The plaintiff filed exceptions to the report, and the matter came on to be heard March 19, 1896, and the court adjudged that the conclusions of the referee were correct; that the matters in the suit had been adjudicated in the former action; that plaintiff’s cause of action had accrued June 17, 1890, and that his suit was barred by the statute of the United States upon which the action was based, and plaintiff’s petition was dismissed.

The supreme court of the state, in passing on the case, affirmed the findings of fact of the referee, but said that it was

entirely clear under the evidence that all interest charged on overdrafts in excess of six percent was a greater rate of interest than was allowed by the laws of this state.

The court further said:

We have seen that, unless the plaintiff has paid the illegal interest, he is not entitled to recover it in this action. If it may be said that the delivery of the sixty-one bonds on June 17, 1890, was a payment, this action is barred, as it was not commenced "within two years from the time the usurious transactions occurred," having been commenced March 8, 1895.

The interest on overdrafts was surely not paid by the sale of the land, for, as we have seen, it was not included in the decree.

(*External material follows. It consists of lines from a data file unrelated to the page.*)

PR #15507, opened 2026-08-04
ci: restore the migrated database instead of migrating it four times

devGregA:
## Description

> **Stacked on #15506.** This branch is #15506 plus one commit, because it adds a job to the `ci-warm-caches.yml` that #15506 introduces. It targets `bugfix` rather than #15506's branch so that the unit-test workflow actually runs against it — `unit-tests.yml` only triggers for pull requests into `master`, `dev`, `bugfix` and the release lines, and the mechanism here is the kind that has to be verified by CI rather than by reading. **Review the second commit only**; the first is #15506 unchanged. Merge #15506 first and this reduces to that one commit.

Every unit test job starts by applying all 264 migrations to an empty database. Measured on run [30873644826](https://github.com/DefectDojo/django-DefectDojo/actions/runs/30873644826) (job 91881121251) that is **98 seconds**, and it happens four times per pull request — amd64 and arm64, each with `DD_V3_FEATURE_LOCATIONS` on and off — for a result that is identical every time.

Snapshot it instead: `pg_dump --format=custom` after the migrate, cached under a key describing the migration state, and `pg_restore` on the way in.

This works because of something the entrypoint already does. It pre-migrates the database outside the test runner and passes `--keepdb`, so the runner logs `Using existing test database for alias 'default'` and does not migrate again. A restored schema satisfies it in exactly the same way.

## The key hashes models, not just migrations

`requirements.txt`, `dojo/db_migrations/**`, `dojo/models.py`, `dojo/base_models/**`, `dojo/pghistory_models.py`, `dojo/settings/settings.dist.py`, both compose files, and the entrypoint.

Including the **models** is what makes it safe for the entrypoint to skip its `makemigrations --check` guard on a hit: a model change that lacks a migration cannot exist without changing the key, and a changed key means there is no snapshot and the job takes the full guarded path. A snapshot keyed on migrations alone would quietly disable that guard, so the reasoning is written into the script where the skip happens.

`requirements.txt` is in there because third-party apps bring their own migrations.

## Failure modes, and what happens

| If | Then |
|---|---|
| The snapshot is bad or truncated | The restore runs `--single-transaction`, so it either applies completely or rolls back to an empty database, and the miss path takes over. No half-restored schema can reach the tests. |
| `pg_restore` version skew | Both dump and restore run inside the postgres container, whose client matches its own server. The runner's client is never involved — which matters, since the server is 18 and `pg_dump` refuses to dump a server newer than itself. |
| Four jobs race to save the same key | Three lose, which the action reports as a warning, so the step tolerates its own failure. |
| The tests fail | The snapshot is already saved: it is a function of the migration state, not of whether the suite passed. |

Both paths converge before the tests run — restored, or migrated by the prepare step — so the test step always runs with `DD_TEST_DB_MODE=reuse` and there is one code path through it rather than two.

## Why per-job rather than one shared prepare job

A dedicated `prepare-db` job would migrate once on a cold key instead of four times, saving ~5 runner-minutes — but every run, including the warm ones that are the common case, would wait for it before any test job could start. Doing it per job costs nothing on the warm path, which is the path that matters, and adds no cross-job dependency.

## Warming

Snapshots are warmed on the release lines for the same cache-scoping reason as #15506: a pull request cannot leave behind an entry another pull request can read, so without the warm job the first push of a branch always misses. The warm job probes with `lookup-only` first, so the daily run costs seconds unless a merge actually changed the migration state — in which case rebuilding the snapshot doubles as a check that the release line still migrates from empty.

## Expected effect

About 100 seconds off each of four jobs on a hit — roughly 6 runner-minutes per pull request, and rather less in wall clock since the four run concurrently.

Worth being straight about the ratio: this is a modest win next to what the same mechanism is worth on the integration-test matrix, where the initializer re-derives the same database **113 times** at 126 seconds each. I scoped this to the unit tests deliberately, as the smaller and safer place to prove the mechanism; the initializer version is the follow-up, and it needs the key to hash the fixtures too.

## Verification

Local: `docker compose config` confirms `DD_TEST_DB_MODE` reaches the container (`prepare` when set, `full` when unset, so existing behaviour is unchanged); all three modes take the intended branches; shellcheck v0.11.0 clean with the repo's `SHELLCHECK_OPTS`; all four copies of the cache key are byte-identical.

CI is what verifies the round trip. This run is a cold key: it should migrate, dump, and save. A second push should restore, log `Using existing test database`, and finish ~100 seconds faster. I will post both.

### DIFF
--- a/.github/workflows/ci-warm-caches.yml
+++ b/.github/workflows/ci-warm-caches.yml
@@ -1,0 +1,132 @@
+name: "CI: Warm Caches"
+
+# Why this workflow exists at all.
+#
+# GitHub scopes every Actions cache entry to the ref that saved it. A run can
+# restore entries saved by its own ref, by its base branch (pull_request events
+# only), and by the repository's default branch -- nothing else. So a pull
+# request cannot leave behind a cache that any *other* pull request can use: it
+# saves into its own PR scope, and that scope dies with the PR.
+#
+# Without a workflow like this one, caching the migrated database would therefore
+# do nothing at all for the first push of a new branch, which is most branches
+# most of the time. Something has to save an entry into a scope pull requests are
+# allowed to read, and only a run triggered from a release line can do that.
+#
+# Note what is deliberately absent: a `schedule:` trigger. Scheduled workflows
+# only ever run against the default branch, so a cron here would run with ref
+# refs/heads/master and warm the master scope -- not the release-line scopes this
+# is for. Eviction is handled instead by reads: GitHub drops an entry it has not
+# seen used for 7 days, and every pull request based on a release line reads this
+# one, which keeps it alive without a timer.
+#
+# Warming the default-branch scope is worth doing too, since every run can read
+# it regardless of base, but that needs a workflow file on master and is a
+# separate change.
+
+on:
+  push:
+    branches:
+      - bugfix
+      - dev
+    # Exactly the paths the snapshot key hashes -- anything else leaves the key
+    # unchanged, so there would be nothing to warm.
+    paths:
+      - 'requirements.txt'
+      - 'dojo/db_migrations/**'
+      - 'dojo/models.py'
+      - 'dojo/base_models/**'
+      - 'dojo/pghistory_models.py'
+      - 'dojo/settings/settings.dist.py'
+      - 'docker-compose.yml'
+      - 'docker-compose.override.unit_tests_cicd.yml'
+      - 'docker/entrypoint-unit-tests.sh'
+      - '.github/workflows/ci-warm-caches.yml'
+  workflow_dispatch:
+
+concurrency:
+  # Two pushes in quick succession would warm the same key twice.
+  group: warm-caches-${{ github.ref }}
+  cancel-in-progress: true
+
+jobs:
+  warm-migrated-db:
+    name: Warm Migrated Database Snapshot
+    # A fork has its own cache scope and its own billing, so there is nothing
+    # here for it to warm. Same guard as release-nightly-dev.yml.
+    if: github.repository == 'DefectDojo/django-DefectDojo'
+    runs-on: ubuntu-latest
+    env:
+      DJANGO_VERSION: debian
+    steps:
+      - name: Checkout
+        uses: actions/checkout@3d3c42e5aac5ba805825da76410c181273ba90b1 # v7.0.1
+        with:
+          persist-credentials: false
+
+      # KEEP THIS KEY IN SYNC with the two copies in rest-framework-tests.yml.
+      # If they drift, this job warms an entry nothing reads and every pull
+      # request goes on paying the full migrate, with nothing failing to say so.
+      - name: Probe for an existing snapshot
+        id: probe
+        uses: actions/cache/restore@55cc8345863c7cc4c66a329aec7e433d2d1c52a9 # v6.1.0
+        with:
+          path: migrated-db.dump
+          key: migrated-db-v1-${{ hashFiles('requirements.txt', 'dojo/db_migrations/**', 'dojo/models.py', 'dojo/base_models/**', 'dojo/pghistory_models.py', 'dojo/settings/settings.dist.py', 'docker-compose.yml', 'docker-compose.override.unit_tests_cicd.yml', 'docker/entrypoint-unit-tests.sh') }}
+          # Do not download it -- whether the key exists is the whole question,
+          # and on most runs the answer is usually yes.
+          lookup-only: true
+
+      - name: Set unit-test mode
+        if: steps.probe.outputs.cache-hit != 'true'
+        run: docker/setEnv.sh unit_tests_cicd
+
+      # Built here rather than pulled from the build job's artifacts: this needs
+      # one image on one platform, and building it directly keeps the job
+      # self-contained instead of coupling it to that job's upload.
+      - name: Build the unit-test image
+        if: steps.probe.outputs.cache-hit != 'true'
+        timeout-minutes: 30
+        run: docker compose build uwsgi
+
+      - name: Start Postgres
+        if: steps.probe.outputs.cache-hit != 'true'
+        run: docker compose up --no-deps -d postgres
+
+      - name: Wait for Postgres to accept connections
+        if: steps.probe.outputs.cache-hit != 'true'
+        run: |
+          for _ in $(seq 1 60); do
+            if docker compose exec -T postgres pg_isready -q -U defectdojo -d test_defectdojo; then
+              exit 0
+            fi
+            sleep 2
+          done
+          echo "Postgres did not become ready in 120s" >&2
+          exit 1
+
+      - name: Migrate and dump
+        if: steps.probe.outputs.cache-hit != 'true'
+        timeout-minutes: 20
+        run: |
+          docker compose run --rm -T --no-deps uwsgi
+          docker compose exec -T postgres pg_dump \
+            --username defectdojo --dbname test_defectdojo --format=custom > migrated-db.dump
+          ls -lh migrated-db.dump
+        env:
+          DD_TEST_DB_MODE: prepare
+
+      - name: Save the snapshot
+        if: steps.probe.outputs.cache-hit != 'true'
+        uses: actions/cache/save@55cc8345863c7cc4c66a329aec7e433d2d1c52a9 # v6.1.0
+        with:
+          path: migrated-db.dump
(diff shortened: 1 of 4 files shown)


devGregA:
## Local verification of the round trip

CI's first run only exercises the cold path (migrate, dump, save), so I ran the restore half locally against the real `unit_tests_cicd` stack — postgres 18.4, the `django-unittests` image, the same commands the workflow issues.

**1. `prepare` mode does exactly its share of the work and no more:**

```
spectacular ran?    0   (expected 0 — skipped in prepare)
makemigrations?     1   ("No changes detected")
migrations applied: 180
tests ran?          0   (expected 0)
Database migrated; DD_TEST_DB_MODE=prepare, so not running any tests.
PREPARE_EXIT=0
```

**2. Dump, then wipe the database completely, then restore with the workflow's exact flags:**

| | |
|---|---|
| tables before dump | 205 |
| `pg_dump --format=custom` | 2.4 s, **956 KB** |
| after `drop database` / `create database` | 0 tables |
| `pg_restore --no-owner --no-privileges --single-transaction` | **11.1 s**, exit 0 |
| tables after restore | 205 |
| `django_migrations` rows | 355 |

**3. The restored database satisfies `--keepdb`** — this is the assumption the whole change rests on, so it is the one worth seeing directly:

```
Preserving test database for alias 'default' ('test_defectdojo')...
Running migrations:
  No migrations to apply.
...
Ran 11 tests in 10.670s
OK
```

Django found the schema complete and applied nothing. Tests then passed against the restored dump.

Two things worth recording from this:

- **11 seconds to restore against 98 seconds to migrate**, so the saving is ~87 s per job rather than the full 98.
- **The snapshot is 956 KB.** I had expected single-digit megabytes. It is schema plus `django_migrations` and nothing else, because the unit-test stack resets the initializer and so seeds no data. That makes the cache footprint here irrelevant next to the docker layer cache in #15506, and it means eviction pressure is not a concern for this entry.

devGregA:
## The mechanism worked and cached nothing

Both runs of this branch restored a miss, migrated, and saved. Green both times. The reason is in a single job's own log:

```
restore  key: migrated-db-v1-99a364db70405620e4eba05edb01240d9ba47604...
save     key: migrated-db-v1-232bdb3eeac1b64c1bea1df5926ad11892f5447...
```

Two different keys, same job, same commit.

`hashFiles` is evaluated per step, and `dojo/db_migrations/**` hashes whatever is on disk when it runs. Migrating imports every migration module, which writes `__pycache__/*.pyc` beside them — and the repository is bind mounted into the container, so those files land in the runner's workspace. The save computed a key describing a tree with 290 more files in it than the tree the restore had asked about.

So the entry was written perfectly, under a key nothing would ever look up. Every run paid the migrate and left behind another orphan.

**Fixed** by computing the key once, straight after checkout and before anything runs Python, and referencing that step's output from both the restore and the save. Same shape, same fix, in `ci-warm-caches.yml` — probe before the build, save after the migrate.

This also retires a comment I had written into both files. "Keep the two copies byte-identical" was the wrong discipline: the copies **were** identical. Identical expressions still produced different values, because the thing they hash changed underneath them. One computation, referenced twice, is the only version of this that cannot drift.

### Worth dwelling on how this presented

The first run reported 153/153 green, every step `success`, and `Cache saved with key ...` in the log. Nothing failed. The feature simply did not work.

The only reason it surfaced is that I re-ran the same commit specifically to watch the warm path, and the timings came back at 16.0–17.1 min — indistinguishable from baseline. Had I merged on the strength of the green tick and the reasoning, this would have sat in the repository indefinitely: no failures, no speedup, and a plausible-looking cache step in every log to suggest otherwise.

Next run on this branch is the real test. Cold key again (the key changes with this commit), so the run after it is the one whose numbers mean anything.

devGregA:
## Verified: the warm path hits, and it is faster

Steps from the warm run (run 30893426071):

```
success  Compute migrated database snapshot key
success  Restore migrated database snapshot
success  Restore snapshot into Postgres      <- ran
skipped  Migrate and snapshot the database   <- no migrate
skipped  Save migrated database snapshot
success  Unit tests
```

And the clock:

| Job | Baseline | Cold (miss) | **Warm (hit)** |
|---|---|---|---|
| amd64, v3=false | 15.9 | 18.48 | **13.30** |
| amd64, v3=true | 17.0 | 17.60 | **15.67** |
| arm64, v3=true | 15.7 | 16.12 | **14.23** |
| arm64, v3=false | 15.7 | 16.63 | **13.62** |
| total | ~64 runner-min | ~66 | **56.8** |

So about 1.5–2.5 minutes off each job, ~7 runner-minutes per pull request. That is the ~100 seconds of migrate plus the skipped `makemigrations` guard, less ~11 seconds to restore.

The cold column is the honest cost of the other case: a run that has to build the snapshot is about a minute slower than doing nothing, because it pays the dump and the upload on top of the migrate. That happens only when the migration state actually changes.

### What this run also settles

The key is now stable across the job — one value, `99a364db…`, used by the restore and the save alike, where before there were two. The `__pycache__` pollution is gone because the key is computed before anything runs Python.

Ready for review. Merge #15506 first and this reduces to its second commit.

One note on sequencing with #15505, which halves these same jobs by parallelising phase 1: the two compose rather than overlap. #15505 attacks the 12.7 minutes of test execution, this attacks the 100 seconds of migrate in front of it. Together the unit job should land in the 6–7 minute range, from 15.7–17.0 today.

valentijnscholten:
Can you give a summary of what happened and the net win? In the past I decided not to make this change as the 4 jobs were running in parallel anyway so preparing a DB was not "supposed to" speed things up. But it kind of sounds some benefit was made?

devGregA:
Good question, and worth answering carefully because **your original reasoning was correct** — this change doesn't beat it, it wins on different axes.

## Your old analysis, restated

The four unit jobs run concurrently, each migrating its own postgres in parallel. Deduplicating the migrate can't shorten the *phase*, because no job waits on another's migrate. That's true, and it's still true. If wall clock of the unit phase under unconstrained concurrency were the only prize, this PR wouldn't be worth its complexity.

## What actually changed, measured

**1. Per-job latency.** Every job individually pays migrate (98s) + the `makemigrations --check` guard. A warm restore is 11s and lets the entrypoint skip the guard safely (the key hashes models as well as migrations, so a missing-migration defect can't exist on a hit). Measured on this PR:

| | baseline | warm hit |
|---|---|---|
| per unit job | 15.7–17.0 min | **13.3–15.7 min** |
| unit phase runner-min | ~64 | **~57** |

All four improve in parallel, so the unit-phase *wall* also drops ~2 min — not because the migrate was deduplicated, but because each copy of it got 87s cheaper.

**2. The proportion changed since you last evaluated this.** After #15505 the unit job is ~7–8 min, so the same ~1.5–2 min saving is now **~20–25% of the job**, not ~10%. Decisions made when the job was 16 min deserve re-checking at 8.

**3. Runner-minutes stopped being free-ish this week.** The 128-job fan-out was saturating org concurrency — two PRs in flight stalled every other run, twice. In a concurrency-constrained world, runner-minutes anywhere convert to queue-drain time everywhere, which is a thing your 4-parallel-jobs analysis correctly ignored back when the org wasn't hitting the ceiling. (#15524's grouping removed most of that pressure; this PR's ~7 min/push is a smaller second helping.)

**4. The forward-looking reason: the snapshot is a building block.** The Selenium jobs pay a 126-second initializer per stack — post-grouping that's still ~29 min/PR of repeated identical work. Restoring an *initialized* snapshot the same way is the natural next step, and this PR is where the mechanism (key discipline, warm workflow, restore-else-prepare fallback) gets proven on the simpler case first.

## What happened along the way (the "summary of what happened" part)

The first version was green and cached nothing: `hashFiles` is evaluated per step, and `migrate` writes `__pycache__/*.pyc` into the bind-mounted `dojo/db_migrations/**`, so the save key differed from the restore key within the same job — every run saved an orphan. 153/153 green, zero effect; only re-running the same commit and seeing baseline timings exposed it. The fix (and the lesson now recorded in both workflow files): compute a cache key once, in its own step, before anything runs Python, and reference that output from both restore and save. "Keep the two inline copies identical" was the wrong discipline — the copies *were* identical and still produced different values.

Honest cost to weigh: a cold-key run (migration state changed) is ~1 min *slower* than baseline, because it pays the dump and upload on top of the migrate. That's rare and self-limiting, but it's real.

Net: ~7 runner-min and ~2 min of unit wall per PR at current shape — modest, honestly below where it ranked when this branch started — plus the proven mechanism for the initializer snapshot, which is worth roughly 4× more.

As we view the case, we think the illegal charges of interest have never been paid, and therefore the plaintiff is not entitled to recover in this action.

IV. There is some dispute as to whether plaintiff set up these charges of illegal interest in the action to foreclose the trust deed so as to constitute a former adjudication. That he set it up and that it was adjudicated we have no doubt. True, it was not set up with the same fulness and elaboration as in this case. Unquestionably it is matter which might have been pleaded in that case, and under a familiar rule, the plaintiff must be held to have asserted all available defenses to that action.

V. Said section 5198 provides that actions to recover back illegal interest paid must be commenced "within two years from the time the usurious transaction occurred." Now whether or not we call the delivery of the bonds a payment, it is evident that the usurious transaction occurred on and before June 17, 1890, and it follows that this action is barred. These questions are so largely questions of fact, and rest upon familiar and undisputed principles of law, that we do not find it necessary to refer to any of the many authorities cited.

The lower court was fully warranted in affirming the finding of fact as reported by the referee. While we do not concur in the conclusions of law that the interest on overdrafts was excessive, but not illegal or usurious, and that the custom of banks to compute interest on the commercial basis of thirty days to the month is legal, still it does not follow that the judgment of the district court is erroneous.

It is correct notwithstanding the charge of illegal interest, because the plaintiff has never paid that interest, but has been allowed the full benefit of the facts in the foreclosure case, and because this action was not brought within two years of the time the usurious transaction occurred.

The assignments of error present the following contentions: that the agreement of June 17, 1890, in pursuance of which the negotiable bonds of plaintiff were delivered to the defendant, did not constitute a payment of the interest on the overdrafts theretofore charged, but that the sales in the foreclosure suit May 19 and July 2, 1894, constituted such payment, and as the action was brought within two years from the latter dates, it was not barred; that the foreclosure suit was not res judicata because the defense of illegal interest was based upon the law of the State of Iowa, and not upon the Revised Statutes of the United States; that illegal interest was embraced in the judgment in the foreclosure suit; that the deduction which was made was only of the illegal interest on the overdrafts, and of no other interest; that the Revised Statutes direct "a forfeiture of the entire interest," not merely of the amount of interest paid in excess of that allowed by law; that section 5198 provides that in case the greater rate of interest has been paid, the person so paying the sum "may recover back . . . the amount of the interest thus paid."